“For entertainment. You had the theater back then, right?”
That earned him an unimpressed look.
“There’s movies about zombies. And…about vampires.”
His brows lifted. “I was under the impression that mortals at large are still ignorant as to our existence.”
“They are. The movies are just pretend.”
Vlad cocked his head, thinking it over, then finally shrugged and looked back at the map. “In any event, the first order of business is retrieving Romulus and killing him. If we can.”
“There’s a chance we can’t?”
“I made only a weak attempt before,” Vlad said, grim. “He’s the son of a god, you know. He doesn’t die as easily as the rest of us.”
Faintly: “Right.” He thought he might pass out. “What if – what if Romulus isn’t there?”
“He will be. And then we will find and eradicate any of his spawn.”
“Yes, your grace.” The title came to him easily, to his surprise. He was used to calling someone “sir” or “ma’am.” Vlad was unlike any CO he’d ever had in his military career, but he found himself responding to the presence of him as such all the same. He’d reached the limits of belief and just wanted, selfishly, to fall in line at this point.
Vlad eased back in his chair; a lazy, panther-like movement undercut with an energy just shy of a threat. Eyelids at half-mast, he should have looked relaxed, sleepy – but he didn’t. He was terrifying. “There’s no royalty here in your country. Does it pain you to call be by a royal honorific?”
“No. Sir.”
“Hmm. You are a soldier, used to bending to authority.”
“Yes, sir.”
Vlad picked up a letter opener shaped like – oh, no, that really was a knife. Long, slender, double-edged, meant for stabbing rather than slicing. He walked the hilt down his knuckles in a quietly dazzling, deft movement, twirling the blade at the end in a fast arc and beginning again. Hypnotic. It felt intentional. “But you are repulsed by me.” It wasn’t a question.
“I–” Jake faltered.
“I can see it in your face. I can smell it on you. No need to lie.”

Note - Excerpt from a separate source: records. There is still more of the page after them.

Issue #18, opened 2021-01-27
Event refactors


sofroniewn:
Follow up from #14, stop recreating `EventedList` and make the `frame` property evented (note here we might want to wait until after https://github.com/napari/napari/pull/2127 is available as it might make this much cleaner) - cc @alisterburt

alisterburt:
Had a quick go at eventing the frame counter this evening and didn't get too far. How would you go about doing this? Is making the frame attribute into the value of a QSpinBox the completely wrong way to go?

sofroniewn:
This will be much easier after the next napari release that contains https://github.com/napari/napari/pull/2127, but I would then turn [Animation](https://github.com/sofroniewn/napari-animation/blob/b64f943fdc0b76a61a2cb2a569ed5c1ce27dff81/napari_animation/animation.py#L12) into an `EventedModel` (I'd probably make `viewer` a private attribute too), and then you'll get an `animation.events.frame` eventemitter for free and you can connect that into whatever you like. Certainly it should connect into the "selected" aspect of the QLayerList, so that when you change the frame you update which keyframe is selected and visa-versa. I'm not quite sure I see why you want the QSpinBox too, but maybe I'm missing something

alisterburt:
Okay that sounds great, the EventedModel (and pydantic in general) look super useful. Thanks!

The QSpinBox was just the only way I could think of to get a number which emitted events on changing value that I could connect to - probably showing my naivety 😝 the EventedModel will solve the problem perfectly

Issue #16, opened 2021-01-27
Drop skimage dependency


sofroniewn:
It would probably be nice to drop the scikit-image dependency, instead using things like `scipy.ndimage` as napari itself doesn't depend on skimage

alisterburt:
will look at this when refactoring

sofroniewn:
Closed by #31

PR #25, opened 2021-02-01
simplify the KeyFramesListWidget, everything now works on events

alisterburt:
this PR addresses #18 (only for the `KeyFramesListWidget`, not animation.frame) and simplifies the `KeyFramesListWidget` quite a bit.

Everything in the `KeyFramesListWidget` is now based on events and there's no more of that ugly recreation of the `EventedList` when updating things.

I didn't get around to fixing #16 with this but it's on the list!


sofroniewn (approved):
Looks good to me!

Issue #8, opened 2021-01-11
Configure tests!


sofroniewn:
We should configure tests in the plugin to now use github actions like the main napari repo, cc @ziyangczi. I'm not quite sure what I got from the cookiecutter right now

sofroniewn:
Closed by #26

PR #26, opened 2021-02-01
Get our CI workflow working

sofroniewn:
Get's our CI workflow working - cc @alisterburt


sofroniewn:
We have a working CI now @alisterburt :-) We can then start expanding our tests!

sofroniewn:
Closes #8

PR #30, opened 2021-02-02
Highlight colour reintegration

### LINKED ISSUE #27: Make thumbnails/ list item bigger
I just noticed now that the list widget became very small and i now have a hard time seeing the thumbnails, possibly something that happened in #20 that I missed.

Is that the same for you @alisterburt? Can you make it bigger again, ideally same size as the layer list in napari

Screen Shot 2021-02-01 at 3 49 56 PM

alisterburt:
This PR will close #27, reintegrating the styling work done in #20 which was lost during a broken merge commit


sofroniewn:
This looks great too, I might try a stylings followup to get the padding/ margins a little better around the icon - see now

Screen Shot 2021-02-02 at 6 52 37 PM

Issue #28, opened 2021-02-02
Release 0.0.1 on PyPI


sofroniewn:
Before releasing I'd like us to

- [ ] Close #29 by adding more comprehensive tests
- [x] Close #16 and drop the skimage dependency
- [x] Close #11 which will require napari 0.4.5 (including https://github.com/napari/napari/pull/2042)
- [ ] Close #9 and improve the readme

As we get close to the release I'll also move this over to live at `napari/napari-animation` instead of my personal account, but I want it to get a little bit further along before then.

cc @alisterburt

alisterburt:
Looks great, will work through the list this week!

alisterburt:
Haven't added specific tests on what type of data is coming for each property from the viewer but playing with the latest napari everything seems to be working smoothly, closing #11 (might need to up the minimum napari version?)

There's been progress towards #29 in #34 - can definitely be further improved

#9 is at least partially addressed by #32, I might add a sentence about adding the dock widget from the plugin menu too though

sofroniewn:
Ok nice, sounds like we're making good progress here, would be great to here from @guiwitz other things we want to see before our first release!

guiwitz:
It wasn't really on the list, but I made an attempt #43 at fixing the interactive saving which was non-functional in several aspects. I think this is essential before release. Let me know what you think of the current solution. It's pretty much just fixes to make it work as it was supposed to (I think).

sofroniewn:
Any further thoughts on this @alisterburt @guiwitz? I think we're in a good place to release. Maybe we do some final checks and then try to get `0.0.1` out next week? We can still keep working on it to make it better too :-)

alisterburt:
Just updated #40 - I think it would be worth getting that in for 0.0.1 so people can show/hide layers during an animation, otherwise I think we're good to go! 🚀

guiwitz:
I just pushed a PR #45 that I had planned to submit earlier that adds a scroller to smoothly move through the animation. If you have time to review, it would be nice to have in the first release, but we can also work on that later.

sofroniewn:
Nice! Let's try and get both #40 and #45 in for our `0.0.1`. I'll get to some reviews soon

sofroniewn:
Ok I think we're all done and ready to go for `0.0.1`. I can try and make a release candidate that we can test and then we can release!!

sofroniewn:
[...]

PR #31, opened 2021-02-02
Drop scikit-image dependency

alisterburt:
Dropped the scikit-image dependency!

- used the `napari.utils.io.imsave` implementation which itself uses imageio
- used 'scipy.ndimage.zoom` in place of `skimage.transform` functions
- added an imageio dependency

this goes some of the way to the 0.01 release (#28 )


sofroniewn:
Looks really nice! Great work. I've added `scipy` as a dependency too!

PR #33, opened 2021-02-03
improve margins on thumbnail

sofroniewn:
This PR improves the margins and pads with background the thumbnails

Before:

Screen Shot 2021-02-02 at 6 52 37 PM

After:

Screen Shot 2021-02-02 at 7 51 10 PM

cc @alisterburt


sofroniewn:
I couldn't quite figure out how to get rid of that last gray stripe on the left, can look into that later

sofroniewn:
let me know if you prefer this @alisterburt?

It took a degree of effort not to squirm in his chair. As evenly as he could, he said, “You’re not human.”
Vlad waited.
“You drink blood. You cut off a man’s head without a second thought – and maybe he was expendable, to you, and maybe he was a jackass, but he didn’t deserve todie. And with Adela–” He bit off the rest; he’d already said too much.
“Ah.” Vlad caught the knife’s handle and it stilled, angled so the blade became a bar of reflected sunlight, its threat obscured. “This is about Adela, then.”
Jake grit his teeth.
“You care for her.”
“She’s a fellow soldier and a member of my team. She’s my subordinate. And you turned her without her consent.”
This, of course, neither bothered nor shamed the prince. He said, “I asked you, Major. I asked what she would want.”
“Iknow.”
“The question then becomes,” Vlad drawled, “which of us do you hate the most? Me for turning her, or yourself for allowing it?”
“It isn’t that simple.”
“Of course it is.” Maddeningly calm. Jake gripped the flimsy arms of his chair until the tendons stood out in the backs of his hands; until the wood creaked. “Everything is simple.”